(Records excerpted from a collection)
PR #3574, opened 2023-05-24
Refactor to use app access token to retrieve secret params

ghepting:
## Purpose
Refactors the ecom stack to utilize app access tokens to retrieve sensitive app installation parameters via the CMA instead of passing them front the frontend as headers to avoid SSRF/other consequences, depending on the data and how it's used in the backend.


apps/ecommerce/frontend/src/components/Config/ConfigPage.tsx
```diff
@@ -81,23 +83,21 @@ const ConfigPage = () => {
...
-    fetchWithSignedRequest(url, sdk.ids.app, cma, 'POST', {
-      'X-Contentful-Data-Provider': sdk.parameters.instance.provider,
-      'x-contentful-shopify-domain': parameters.apiEndpoint,
-      'x-contentful-shopify-token': parameters.storefrontAccessToken,
+  const checkCredentials = async () => {
+    const url = new URL(`${config.backendApiUrl}/api/credentials`);
+    fetchWithSignedRequest(url, sdk.ids.app, cma, sdk, 'GET', {
+      ...contentfulContextHeaders(sdk),
+      // we only pass the installation parameters to the backend via headers here because they are not yet persisted
+      'x-data-provider-parameters': JSON.stringify(parameters),
```
ghepting, line 91: this is feeling really icky 👎

apps/ecommerce/frontend/src/components/Config/ConfigPage.tsx
```diff
@@ -71,22 +70,20 @@ const ConfigPage = () => {
...
+    fetchWithSignedRequest(url, sdk.ids.app, cma, sdk, 'GET', {
+      // we only pass the installation parameters to the backend via headers here because they are not yet persisted
+      'x-data-provider-parameters': JSON.stringify(parameters),
     })
-      .then((res) => {
-        if (res.status !== 200) {
-          const error = `Error: ${res.status} - ${res.statusText}`;
-          throw new Error(error);
+      .then((res) => res.json())
+      .then((data) => {
```
jsdalton, line 80: Style thought: I see you're just being consistent with what's already here, and we don't really have a style rule for this or anything, but it seems like we prefer await/async these days vs. then promise chains.

apps/ecommerce/lambda/src/app.ts
```diff
@@ -22,12 +22,10 @@
...
 
-// enable CORS on /api/* routes
-app.use(apiRouteConstraint, cors(corsConfig));
-
-// verify signed requests on /api/* routes
-// to test endpoints with Postman, comment out below
-app.use(apiRouteConstraint, Middleware.verifiySignedRequests);
+app.use(apiRouteConstraint, cors(corsConfig)); // enable CORS on /api/* routes
+app.use(apiRouteConstraint, Middleware.loadAppConfig); // load app config on /api/* routes
+app.use(apiRouteConstraint, Middleware.verifiySignedRequests); // verify signed requests on /api/* routes
```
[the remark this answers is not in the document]
jsdalton: ☝️ Should we create a JIRA ticket to add rate limiting? (We can definitely defer)

apps/ecommerce/lambda/src/middlewares/getAppInstallationParameters.ts
```diff
@@ -0,0 +1,86 @@
...
+      const environmentId = req.header('x-contentful-environment-id');
+
+      if (!appId || !spaceId || !environmentId) {
+        console.log('headers', req.headers);
+        throw new Error('Missing required headers!');
+      }
+
+      if (!req.appConfig) throw new Error('App config not found');
+
+      const appAccessToken = await getManagementToken(req.appConfig.privateKey, {
```
jsdalton, line 34: It could just be, but mixing await with then here really does my head in, and also leads us to awkward things like `then((token) => token)` This could all be refactored to:

```js
let appAccessToken
try {
  appAccessToken = await getManagementToken(req.appConfig.privateKey, {
        appInstallationId: appId,
        spaceId,
        environmentId,
      })
} catch(e) {
  throw new UnableToGetAppAccessToken(e.message, {
    cause: e,
  });
}
```

jsdalton (approved):
Looks good overall. I ended up with a handful of nitpicky comments none of which are critical. Two high level things that stood out:

* We seem to be mixing and matching then promise chains with async/await. I think in GA4 we just avoided promise chains entirely. Not sure if there's a benefit here to promise chains I'm missing. 
* A lot of console.error messages. Are these intentional? They can clutter up the test output. We might consider stubbing for tests if we want to use that.

PR #3575, opened 2023-05-24
scripts package

lnsflive:
## Purpose

The Vue template is missing @contentfu/app-scripts package and NPM scripts.

## Approach

This might have been possibly overlooked as React seems to be the favorable approach to creating apps with Contentful.
I didn't find anything relating to the missing @contentful/app-scripts needed to properly upload via CLI in the documentation in https://www.contentful.com/developers/docs/extensibility/app-framework/create-contentful-app/

## Testing steps

None

## Breaking Changes

No

This was my original issue, I didn't see any documentation on where or how to add @contentful/app-scripts as a package when creating a new app using a template or other than React in https://www.contentful.com/developers/docs/extensibility/app-framework/create-contentful-app/

## Deployment

No

### DIFF
--- a/examples/vue/package.json
+++ b/examples/vue/package.json
@@ -7,13 +7,17 @@
     "preview": "vite preview --port 5050",
     "test:unit": "vitest --environment jsdom",
     "typecheck": "vue-tsc --noEmit -p tsconfig.vitest.json --composite false",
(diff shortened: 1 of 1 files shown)


lnsflive:
Thanks for the feedback. I was also having issues when uploading. All the asset src files were wrong and vite might need base: "/" to fix this. Still testing and will more likely make a new PR for that too

PR #3588, opened 2023-05-25
Feature/integ 492 serverless upgrade

pkeavenycontentful:
## Purpose

Serverless v3 is here, so it's necessary to upgrade our serverless v2s before they become too deprecated. 

## Approach

- used the `Serverless CLI` to test these, but stopped before the deploy step, so any errors that occur during deploy are currently untested 

## Breaking Changes

Serverless v3 might break production builds, need to test in staging/test environment first. 

## Deployment

- Test the apps in this PR in a staging deploy (or equivalent) before deploying to production


apps/smartling/lambda/package.json
whitelisab, line 1: You'll also want to remove the `"overrides": {
    "@serverless/dashboard-plugin": "6.1.6"
  }` in this file, since that was added a temporary fix until we could update to serverless v3. Smartling is the only app that has this override in the `package.json` file.

apps/ai-image-tagging/lambda/package.json
```diff
@@ -7,15 +7,16 @@
   "scripts": {
     "lint": "eslint .",
     "test": "jest",
-    "test:ci": "jest",
     "serve": "node serve.js",
     "deploy": "sls deploy --stage $STAGE",
-    "deploy:test": "npm run deploy"
+    "deploy:test": "npm run deploy",
+    "test:ci": "npm run test:ci:build-frontend && jest",
+    "test:ci:build-frontend": "cd ../frontend && npm run build && cd ../lambda"
```
mgoudy91, line 14: did we end up needing this change after all?

mgoudy91 (approved):
lgtm!

apps/ai-image-tagging/lambda/package.json
pkeavenycontentful: I don't think we need to at this point. Nice catch👌

pkeavenycontentful:
Most of the merge work was done on the following branch: `feature/INTEG-492_serverless_increment `. After that, the only remaining work on this PR was removing an unneeded script and a minor aws-sdk version update. Merging and closing.

PR #3598, opened 2023-05-26
Integ 287 slack app does not emit messages in environments other than the configured one

lilbitner:
## Purpose

The purpose of this PR is to adjust how the `AuthToken`, held within DynamoDB, is being queried/referenced. Originally it was being referenced with a unique id that was compiled of various attributes, one of them being the `environmentId` that is associated with the current app installation environment. This reference was causing particular issues for environments that are aliases - the configuration page would throw an error due to a lack of credentials accessed via DynamoDB.

## Approach

Given the problem described above, one solution is to instead have an environment agnostic reference to the `AuthToken`, so that all environments within the space can properly reference the appropriate credentials. 

Therefore I implemented the use of an `installationUuid` attribute that is now being used as the reference. This `installationUuid` is added to the DynamoDB table as well as the app installation parameters for persistence. 

Workflow:
1. User installs the Slack app - when connecting to slack, a window opens that takes them through the auth flow. This renders the `useConnect` component, which creates the initial `installationUuid` and eagerly POSTs to the Lamdba, which then creates the appropriate DynamoDb row of data. (this follows the same workflow as before, just with an added `installationUuid` column). 
2. Once the user saves the installation configuration, the `installationUuid` is saved as an app installation parameter. Therefore the `installationUuid` is persisted in the params as well as the DynamoDB. 
3. Once this `installationUuid` exists as a parameter, the backend can pull that information using the CMA, and can then use it to grab the associated `AuthToken` within DynamoDB. 

### Know limitations to this approach: 
1. The user must save the config page to persist the `installationUuid`. If they do not, the auth credentials saved within DynamoDB cannot be accessed, and they will instead have to reinitiate the auth flow (which is fairly easy for the user). The main drawback here is just adding new rows to DynamoDB each time this occurs, so a proposed solution moving forward would be to remind the user to save the page on first install if they try and navigate away or to adjust the flow more significantly to not eagerly create the data in DynamoDB until the config has been saved. (follow-up work, most likely - ticket to come)
2. There is a bug within the CMA/appInstallation workflow that does not correctly provide installation parameters when environments are aliased multiple times. This causes an error to be thrown with the Slack app installation process, but this is very edge case and the plan is to eventually escalate and tackle on DX team with App Framework adjustments. 

## Testing steps

Pull down this code in conjunction with [this](https://github.com/contentful/apps/pull/3634) PR. Within the Slack (development) space created as part of our testing organization, confirm the proper installation and use of the Slack app within environments, that are or are not aliases. In order to test the event triggering functionality (sending slack notifications when publishing content for example), refer to the internal Slack app wiki (would link here if I could - can I?) - ping me with questions!


apps/slack/lambda/lib/routes/events/controller.test.ts
```diff
@@ -1,3 +1,4 @@
+/* eslint-disable @typescript-eslint/no-explicit-any */
```
lilbitner, line 1: You will notice eslint changes throughout the PR, for some reason these lint errors were being thrown as part of the PR build, but these files were untouched. Added these disable lines to fix the issue for now, and to not extend work too far out of scope.

apps/slack/lambda/lib/middlewares/corsConfig.ts
```diff
@@ -0,0 +1,34 @@
...
+    'X-Contentful-Entry',
+    'X-Contentful-Environment',
+    'X-Contentful-EnvironmentAlias',
+    'X-Contentful-Field',
+    'X-Contentful-Location',
+    'X-Contentful-Organization',
+    'X-Contentful-Space',
+    'X-Contentful-User',
+  ],
+};
```
lilbitner, line 34: took this cors config logic from GA4, as it works well to define the headers as well as adjust any of the headers (as per the new uuid header)

apps/slack/lambda/lib/routes/auth-token/repository.ts
```diff
@@ -47,24 +49,43 @@ export class AuthTokenRepository {
...
+    );
+    const installationUuid = parameters.installationUuid;
+    const spaceEnvUuid = AuthTokenRepository.uuid(
+      context.spaceId,
+      context.environmentId,
+      workspaceId
     );
 
+    // installationUuid is preferred, spaceEnvUuid is for backwards compatibility
+    const possibleUuids = installationUuid || spaceEnvUuid;
```
lilbitner, line 86: backwards compatibility flow here

jsdalton: Super small nit but it confused me at first: Maybe rename to `possibleUuid` (singular) or even `uuidToUse` or something. Your current name made me at first think this was an array / collection of uuids.

jsdalton (approved):
I'm not as close to this as the other and didn't test, but code wise everything looks sensible and correct. Nice solution! 💯

apps/slack/lambda/lib/routes/auth-token/repository.ts
lilbitner: ah yes good point! Will adjust 👍

PR #3599, opened 2023-05-26
[Provider] Adds Shopify skeleton provider integration

ryunsong-contentful:
## Purpose
Barebones Shopify provider - purpose is to have it launched offline/locally successfully and can be run in parallel with the integration proxy lambda locally. 

No deployment, no testing - just the barebones to get the service up and running. Deployment, testing, api endpoints will be developed in the next iterative PR.

## Approach
Make sure Integration Proxy, Provider, and Client can all be run in parallel locally

## Testing steps
Test locally in the approach section

## Breaking Changes
None 

None


apps/ecommerce/providers/shopify/serverless.yml
```diff
@@ -0,0 +1,49 @@
+service: sls-apps-ecommerce
```
whitelisab, line 1: Should this line (and line 34) be changed to something provider-specific?

apps/ecommerce/providers/shopify/tsconfig.json
```diff
@@ -0,0 +1,103 @@
+{
+  "include": ["src", "test"],
+  "exclude": ["node_modules"],
+  "compilerOptions": {
+    /* Visit https://aka.ms/tsconfig.json to read more about this file */
```
whitelisab, line 5: Do we want to keep all these comments in here?

whitelisab (approved):
Confirmed that the Integration Proxy, Provider, and Client can all be run in parallel locally. Looks good to me as a basic skeleton for the Shopify provider lambda 👍

apps/ecommerce/providers/shopify/tsconfig.json
ryunsong-contentful: Don't have a strong opinion here. Preferentially, I personally like having all these options. Also I placed all the configuration we are using to the top of the file

PR #3649, opened 2023-06-01
[INTEG-617] Update shopify backend to support fetching of product list

ryunsong-contentful:
## Purpose
Unlock picker frontend work by enabling the backend to fetch a list of products

## Approach
Add new endpoint to existing router

## Testing steps
Unit test, and test in app

## Breaking Changes
None

None


whitelisab (commented):
These changes look good! Should we also update `apiRouter.ts` and `apiController.ts` with the `/resources` endpoint? I think that's the last piece that's needed in order for this to be usable by the frontend.

whitelisab (approved):

PR #3654, opened 2023-06-02
[INTEG-618] Add Resource Selection Dialog to display products

whitelisab:
## Purpose

This PR adds in the functionality to allow a content editor to open a dialog where they can view their products from their configured e-commerce vendor. 

## Approach

The scope of this PR is to create a dialog where users can see their product catalog. The ability to select, save, sort, filter, search, etc. will be addressed in future stories. For the time being, I kept the `Add Content` button which saves a product to the field and then I added a new `Add a Product` button which opens the dialog. We will combine this into one button in future work. Also to be addressed later is loading/error states for the dialog.

Screenshot 2023-06-02 at 8 49 03 AM


apps/ecommerce/frontend/src/components/Dialog/Dialog.styles.ts
```diff
@@ -0,0 +1,47 @@
+import { css } from 'emotion';
+import tokens from '@contentful/f36-tokens';
+
+const HEADER_HEIGHT = 114;
```
whitelisab, line 4: I took much of this css from the existing ecom base app, I imagine we will update this css as we continue to build out the search/filter/selection functionality in the dialog.

apps/ecommerce/frontend/src/components/Dialog/ResourceSelectionDialog.tsx
```diff
@@ -0,0 +1,66 @@
...
+import { contentfulContextHeaders } from 'helpers/contentfulContext';
+import { config } from 'config';
+import DialogHeader from './DialogHeader';
+import DialogBody from './DialogBody';
+import { ExternalResource } from 'types';
+import { KeyValueMap } from 'contentful-management';
+import { getResourceProviderAndType } from 'helpers/resourceProviderUtils';
+
+interface DialogInvocationParameters extends KeyValueMap {
+  linkType: string;
```
ryunsong-contentful, line 14: should the `fieldType` attribute be here as well?

apps/ecommerce/frontend/src/components/Dialog/ResourceList.tsx
```diff
@@ -0,0 +1,31 @@
...
+  resourceProvider: string;
+  resourceType: string;
+}
+
+const ResourceList = (props: Props) => {
+  const { externalResources, resourceProvider, resourceType } = props;
+
+  return (
+    <Flex className={styles.productList}>
+      {externalResources?.map((item, index) => {
```
ryunsong-contentful, line 17: No need for the nullable `?` operator here as externalResources has to have a value.

apps/ecommerce/frontend/src/components/Dialog/ResourceSelectionDialog.tsx
```diff
@@ -0,0 +1,66 @@
...
+        setExternalResources(data);
+      } catch (error: any) {
+        console.error(error.message);
+      }
+    })();
+  }, [sdk, cma]);
+
+  return (
+    <>
+      <DialogHeader
```
ryunsong-contentful, line 51: I think we should add the total up here in the header

apps/ecommerce/frontend/src/components/Field/Wrappers/SingleResource.tsx
```diff
@@ -11,6 +11,19 @@ const SingleResource = () => {
     sdk.field.setValue(undefined);
   };
 
+  const handleAddResource = async (): Promise<any[]> => {
```
ryunsong-contentful, line 14: This returns an array right? Not a promise (part 2)

apps/ecommerce/frontend/src/context/ResourceFieldContext.tsx
```diff
@@ -2,6 +2,7 @@ import { createContext } from 'react';
 
 export type ResourceFieldContextType = {
   isMultiple: boolean;
+  handleAddResource: () => Promise<any[]>;
```
ryunsong-contentful, line 5: Same comment here about the return type being a promise instead of an array

ryunsong-contentful (approved):

ryunsong-contentful:
Approved since we chatted in person + the fixes are coming in fast

apps/ecommerce/frontend/src/components/Dialog/ResourceCard/ResourceCard.tsx
```diff
@@ -0,0 +1,57 @@
+import { Badge, Box, Card, Flex, Grid, Text } from '@contentful/f36-components';
+import { styles } from './ResourceCard.styles';
+import { ExternalResource } from 'types';
+
+export interface ResourceCardProps {
+  resource: ExternalResource;
+  total: number;
```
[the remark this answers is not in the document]
whitelisab: Good catch, we don't need it here!

PR #3658, opened 2023-06-02
Segment consent aware client

mgoudy91:
## Purpose

We need to use appropriate user consent when tracking user actions.

## Approach

- Consumes changes to sdk to collect user's given consent record.
- Slight rework of segment implementation to use a singleton segment client that is aware of consent information


package.json
```diff
@@ -12,15 +12,15 @@
     "prettier": "2.8.8"
   },
   "scripts": {
-    "bootstrap": "lerna bootstrap --no-ci --since master",
-    "bootstrap:ci": "lerna bootstrap --ci --concurrency=1 --since master",
+    "bootstrap": "lerna bootstrap --no-ci --since master --include-dependencies",
```
mgoudy91, line 15: @pkeavenycontentful and I identified this flag as being necessary in his serverless upgrade work

It ended up being necessary in this as well, so I've added it here.

https://lerna.js.org/docs/api-reference/commands#--include-dependencies

matthew-gordon (approved):
LGTM ✨✅

PR #3666, opened 2023-06-05
[Provider] Adds Magento skeleton provider integration

ryunsong-contentful:
## Purpose
Barebones Magento provider - purpose is to have it launched offline/locally successfully and can be run in parallel with the integration proxy lambda locally. 

No deployment, no testing - just the barebones to get the service up and running. Deployment, testing, api endpoints will be developed in the next iterative PR.

## Approach
Make sure Integration Proxy, Provider, and Client can all be run in parallel locally

## Testing steps
Test locally in the approach section

## Breaking Changes
None 

None

### DIFF
--- a/apps/ecommerce/providers/magento/.eslintignore
+++ b/apps/ecommerce/providers/magento/.eslintignore
@@ -1,0 +1,3 @@
+build
+node_modules
+.eslintrc.js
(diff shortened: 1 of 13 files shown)


whitelisab (approved):
LGTM

PR #3678, opened 2023-06-06
[INTEG-645] Build out Shopify api skeleton

ryunsong-contentful:
## Purpose
Get all the skeleton APIs in place before moving the business logic

## Approach
Makes everything safer, easier to review, and easier to test and see what went wrong

## Testing steps
Check APIs work

## Breaking Changes
Can't get absolute imports to work for the app.ts file

None


apps/ecommerce/providers/shopify/src/app.ts
```diff
@@ -10,7 +12,10 @@ app.use(
   })
 );
 
-app.get('/api', async (req, res) => {
+app.use('/', MetadataController);
+app.use('/resourceTypes', ResourceTypeController);
```
whitelisab, line 16: nit: according to our technical brief, I believe that this should be `/resourcesTypes`

whitelisab (approved):
One small comment, otherwise good to go! 🌟

PR #4431, opened 2023-08-08
[INTEG-941] Revert aiig from using vite to create react app

ryunsong-contentful:
## Purpose
Vite is incompatible with HAA so we have to use CRA for now

## Approach
HAA will not work with Vite

## Testing steps
HAA attached the app action successfully

## Breaking Changes
None

CRA instead of Vite

## Deployment
Standard


matthew-gordon (approved):
LGTM, maybe there is some more discovery around getting this to work with Vite 🤔 ✅

PR #4432, opened 2023-08-08
[INTEG-1034] Update AICG config screen copy and styling

whitelisab:
## Purpose

This PR updates the configuration screen for the AI Content Generator app to match the new designs. Here is the updated configuration screen:

Screenshot 2023-08-08 at 4 33 08 PM

## Approach

I created a new component structure. `ConfigPage` is the parent component, and then each section is its own component. This will make it easier to implement the rest of the Brand Profile section as well as the Content Type selection in follow up work.

## Testing steps

Install the app and change the configuration page fields. It should save the configuration information as app installation parameters.


rusticpenguin (approved):
This looks good!

PR #4481, opened 2023-08-14
[INTEG-1064] HAA adds 3 more hardcoded urls and return it as an array

ryunsong-contentful:
## Purpose
Experience package PR relies on this change https://github.com/contentful/experience-packages/pull/2234. This is so that we can deal with an array of images and return them so we can continue developing the modal

## Approach
Hardcode urls

## Testing steps
Tested it in the user_interface override - aka local development

## Breaking Changes
None

None

## Deployment
Standard

### DIFF
--- a/apps/ai-image-generator/frontend/build-actions.js
+++ b/apps/ai-image-generator/frontend/build-actions.js
@@ -58,7 +58,7 @@ const main = async (watch = false) => {
       platform: 'node',
       outdir: 'build',
       logLevel: 'info',
-      format: 'cjs',
+      format: 'esm',
       target: 'es6',
       external: ['node:*'],
     };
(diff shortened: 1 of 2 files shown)


apps/ai-image-generator/frontend/build-actions.js
```diff
@@ -58,7 +58,7 @@ const main = async (watch = false) => {
       platform: 'node',
       outdir: 'build',
       logLevel: 'info',
-      format: 'cjs',
+      format: 'esm',
```
lilbitner, line 61: definitely want to keep an eye on this when we build for production, but if that helps it work locally then 👍

lilbitner (approved):
✅ !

### WHAT THE TASK ASKS
Every line that holds the string "configured" must be copied from the records above.

### REPLY
Integ 287 slack app does not emit messages in environments other than the configured one
This PR adds in the functionality to allow a content editor to open a dialog where they can view their products from their configured e-commerce vendor. 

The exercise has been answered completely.